* **WHAT NEEDS TO BE DONE**
Copy each line below that includes "unsafe".

--- DATA FOR THIS EXERCISE Enclosed Below ---

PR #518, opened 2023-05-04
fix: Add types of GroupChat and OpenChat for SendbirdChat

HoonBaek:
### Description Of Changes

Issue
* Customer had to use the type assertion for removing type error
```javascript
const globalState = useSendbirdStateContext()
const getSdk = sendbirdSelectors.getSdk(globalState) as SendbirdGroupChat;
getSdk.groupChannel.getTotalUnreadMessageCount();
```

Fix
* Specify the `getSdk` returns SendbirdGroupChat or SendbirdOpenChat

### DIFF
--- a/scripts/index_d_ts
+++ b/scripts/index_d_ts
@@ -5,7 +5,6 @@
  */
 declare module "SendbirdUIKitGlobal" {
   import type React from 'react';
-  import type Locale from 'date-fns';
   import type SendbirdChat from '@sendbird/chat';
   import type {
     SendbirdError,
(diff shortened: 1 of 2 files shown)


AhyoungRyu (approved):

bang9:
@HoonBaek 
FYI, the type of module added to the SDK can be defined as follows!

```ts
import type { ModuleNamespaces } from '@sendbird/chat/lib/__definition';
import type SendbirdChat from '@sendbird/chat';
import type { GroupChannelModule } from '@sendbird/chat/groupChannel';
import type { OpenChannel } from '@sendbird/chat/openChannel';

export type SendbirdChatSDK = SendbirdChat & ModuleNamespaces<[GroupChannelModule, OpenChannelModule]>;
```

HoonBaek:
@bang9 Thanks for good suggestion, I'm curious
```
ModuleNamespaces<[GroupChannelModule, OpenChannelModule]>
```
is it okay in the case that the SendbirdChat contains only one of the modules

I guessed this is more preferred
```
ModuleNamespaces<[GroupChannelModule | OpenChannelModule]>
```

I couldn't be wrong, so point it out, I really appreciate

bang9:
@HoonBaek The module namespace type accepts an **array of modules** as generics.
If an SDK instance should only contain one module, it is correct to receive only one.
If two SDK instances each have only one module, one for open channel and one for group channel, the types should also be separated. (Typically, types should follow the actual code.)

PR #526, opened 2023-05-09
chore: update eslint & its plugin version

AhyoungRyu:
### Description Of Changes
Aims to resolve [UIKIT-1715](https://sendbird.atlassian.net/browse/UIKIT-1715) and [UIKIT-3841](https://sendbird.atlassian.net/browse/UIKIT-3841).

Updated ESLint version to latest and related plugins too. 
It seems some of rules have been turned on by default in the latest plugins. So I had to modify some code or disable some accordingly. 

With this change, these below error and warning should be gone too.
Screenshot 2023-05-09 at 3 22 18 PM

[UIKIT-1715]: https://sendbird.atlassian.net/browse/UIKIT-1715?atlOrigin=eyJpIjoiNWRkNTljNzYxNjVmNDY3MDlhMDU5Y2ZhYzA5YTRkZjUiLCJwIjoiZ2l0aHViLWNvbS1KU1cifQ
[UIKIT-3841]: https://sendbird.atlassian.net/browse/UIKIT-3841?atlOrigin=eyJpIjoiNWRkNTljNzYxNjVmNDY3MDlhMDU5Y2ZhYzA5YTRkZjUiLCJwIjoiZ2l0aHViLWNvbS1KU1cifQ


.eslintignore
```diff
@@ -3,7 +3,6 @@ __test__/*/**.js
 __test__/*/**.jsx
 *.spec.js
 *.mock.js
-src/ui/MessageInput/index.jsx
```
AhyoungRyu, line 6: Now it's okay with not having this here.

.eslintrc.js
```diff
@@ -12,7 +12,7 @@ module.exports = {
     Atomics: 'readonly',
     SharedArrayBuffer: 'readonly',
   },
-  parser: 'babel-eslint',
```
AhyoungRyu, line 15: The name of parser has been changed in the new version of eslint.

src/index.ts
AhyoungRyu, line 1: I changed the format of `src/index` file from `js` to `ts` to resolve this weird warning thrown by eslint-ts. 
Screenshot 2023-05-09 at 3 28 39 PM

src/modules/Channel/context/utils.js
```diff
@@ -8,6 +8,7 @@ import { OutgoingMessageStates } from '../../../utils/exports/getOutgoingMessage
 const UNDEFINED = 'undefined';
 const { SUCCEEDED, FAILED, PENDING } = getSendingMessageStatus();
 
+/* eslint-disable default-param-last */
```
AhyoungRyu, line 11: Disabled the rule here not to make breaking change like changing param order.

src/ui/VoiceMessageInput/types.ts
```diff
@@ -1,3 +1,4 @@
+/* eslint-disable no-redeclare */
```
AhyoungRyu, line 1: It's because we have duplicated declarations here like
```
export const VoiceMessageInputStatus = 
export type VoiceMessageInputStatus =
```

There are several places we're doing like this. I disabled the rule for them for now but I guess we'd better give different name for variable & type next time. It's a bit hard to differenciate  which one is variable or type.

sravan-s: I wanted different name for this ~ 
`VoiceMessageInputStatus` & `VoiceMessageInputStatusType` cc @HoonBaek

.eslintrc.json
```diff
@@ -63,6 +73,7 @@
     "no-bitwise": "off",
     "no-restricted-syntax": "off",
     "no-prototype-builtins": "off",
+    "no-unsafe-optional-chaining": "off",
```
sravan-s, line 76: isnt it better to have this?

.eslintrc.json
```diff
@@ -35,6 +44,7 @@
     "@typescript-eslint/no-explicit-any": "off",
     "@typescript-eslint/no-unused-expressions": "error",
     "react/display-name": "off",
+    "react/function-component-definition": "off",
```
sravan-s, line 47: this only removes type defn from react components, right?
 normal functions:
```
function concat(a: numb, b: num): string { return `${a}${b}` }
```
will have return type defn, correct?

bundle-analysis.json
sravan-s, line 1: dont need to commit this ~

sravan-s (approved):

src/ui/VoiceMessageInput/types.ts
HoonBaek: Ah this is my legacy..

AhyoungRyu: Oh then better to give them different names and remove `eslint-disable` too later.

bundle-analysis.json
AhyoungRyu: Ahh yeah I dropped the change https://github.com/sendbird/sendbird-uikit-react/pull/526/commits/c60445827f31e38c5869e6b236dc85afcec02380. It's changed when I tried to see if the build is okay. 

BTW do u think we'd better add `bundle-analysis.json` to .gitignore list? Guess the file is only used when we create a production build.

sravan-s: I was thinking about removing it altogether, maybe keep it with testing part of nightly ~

--- End of Enclosed DATA FOR THIS EXERCISE ---
--- DATA FOR THIS EXERCISE Enclosed Below ---

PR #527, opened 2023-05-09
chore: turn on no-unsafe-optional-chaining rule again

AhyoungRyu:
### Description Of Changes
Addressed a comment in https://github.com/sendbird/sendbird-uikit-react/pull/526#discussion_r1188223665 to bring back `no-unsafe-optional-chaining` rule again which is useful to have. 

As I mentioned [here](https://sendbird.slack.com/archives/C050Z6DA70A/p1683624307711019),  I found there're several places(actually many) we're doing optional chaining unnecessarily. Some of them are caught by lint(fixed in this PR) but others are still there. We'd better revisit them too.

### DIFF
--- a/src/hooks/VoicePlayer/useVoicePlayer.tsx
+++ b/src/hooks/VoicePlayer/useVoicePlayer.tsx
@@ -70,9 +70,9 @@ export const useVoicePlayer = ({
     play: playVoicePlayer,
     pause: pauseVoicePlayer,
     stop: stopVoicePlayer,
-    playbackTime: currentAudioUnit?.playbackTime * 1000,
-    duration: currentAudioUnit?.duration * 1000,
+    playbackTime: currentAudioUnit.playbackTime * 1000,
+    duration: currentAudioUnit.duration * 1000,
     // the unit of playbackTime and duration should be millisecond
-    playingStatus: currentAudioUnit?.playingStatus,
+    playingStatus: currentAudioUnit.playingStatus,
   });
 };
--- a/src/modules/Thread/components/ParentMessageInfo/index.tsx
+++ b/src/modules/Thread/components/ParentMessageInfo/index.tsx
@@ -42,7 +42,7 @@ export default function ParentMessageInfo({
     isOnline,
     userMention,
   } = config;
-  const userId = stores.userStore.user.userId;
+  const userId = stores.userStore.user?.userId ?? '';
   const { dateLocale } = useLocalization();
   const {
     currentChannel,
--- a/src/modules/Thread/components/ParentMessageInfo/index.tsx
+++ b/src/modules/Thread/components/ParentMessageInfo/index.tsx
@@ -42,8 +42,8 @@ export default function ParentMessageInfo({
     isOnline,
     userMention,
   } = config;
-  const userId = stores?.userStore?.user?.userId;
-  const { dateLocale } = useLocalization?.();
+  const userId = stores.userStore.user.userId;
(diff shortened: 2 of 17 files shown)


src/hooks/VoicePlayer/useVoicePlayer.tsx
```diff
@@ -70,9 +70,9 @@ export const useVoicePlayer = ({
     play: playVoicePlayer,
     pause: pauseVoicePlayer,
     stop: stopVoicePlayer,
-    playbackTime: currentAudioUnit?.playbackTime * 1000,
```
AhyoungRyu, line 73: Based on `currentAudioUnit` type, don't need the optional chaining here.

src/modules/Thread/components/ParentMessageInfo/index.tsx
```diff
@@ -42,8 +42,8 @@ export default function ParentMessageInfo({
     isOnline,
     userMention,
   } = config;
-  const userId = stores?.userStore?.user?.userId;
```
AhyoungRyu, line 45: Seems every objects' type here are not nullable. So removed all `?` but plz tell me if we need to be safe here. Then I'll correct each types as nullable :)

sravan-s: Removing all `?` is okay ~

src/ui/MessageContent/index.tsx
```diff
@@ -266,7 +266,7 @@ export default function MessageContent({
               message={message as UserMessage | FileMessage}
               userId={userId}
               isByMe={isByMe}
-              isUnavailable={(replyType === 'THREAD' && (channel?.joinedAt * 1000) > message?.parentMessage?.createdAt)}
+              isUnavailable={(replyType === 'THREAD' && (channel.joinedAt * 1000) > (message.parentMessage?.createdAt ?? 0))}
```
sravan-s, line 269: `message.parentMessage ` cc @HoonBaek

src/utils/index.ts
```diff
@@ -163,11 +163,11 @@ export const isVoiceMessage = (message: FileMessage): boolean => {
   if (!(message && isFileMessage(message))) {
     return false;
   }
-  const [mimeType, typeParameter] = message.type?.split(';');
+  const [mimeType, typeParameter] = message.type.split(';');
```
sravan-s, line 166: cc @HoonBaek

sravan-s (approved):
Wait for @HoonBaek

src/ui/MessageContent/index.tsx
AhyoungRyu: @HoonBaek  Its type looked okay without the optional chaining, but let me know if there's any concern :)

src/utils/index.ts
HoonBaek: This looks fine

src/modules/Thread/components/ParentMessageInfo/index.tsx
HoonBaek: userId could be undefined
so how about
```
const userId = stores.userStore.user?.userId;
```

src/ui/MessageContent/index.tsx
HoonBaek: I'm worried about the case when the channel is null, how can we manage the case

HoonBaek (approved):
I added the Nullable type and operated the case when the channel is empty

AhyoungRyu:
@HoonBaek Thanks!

--- End of Enclosed DATA FOR THIS EXERCISE ---

* **EXERCISE RESPONSE**
+    "no-unsafe-optional-chaining": "off",
chore: turn on no-unsafe-optional-chaining rule again
Addressed a comment in https://github.com/sendbird/sendbird-uikit-react/pull/526#discussion_r1188223665 to bring back `no-unsafe-optional-chaining` rule again which is useful to have. 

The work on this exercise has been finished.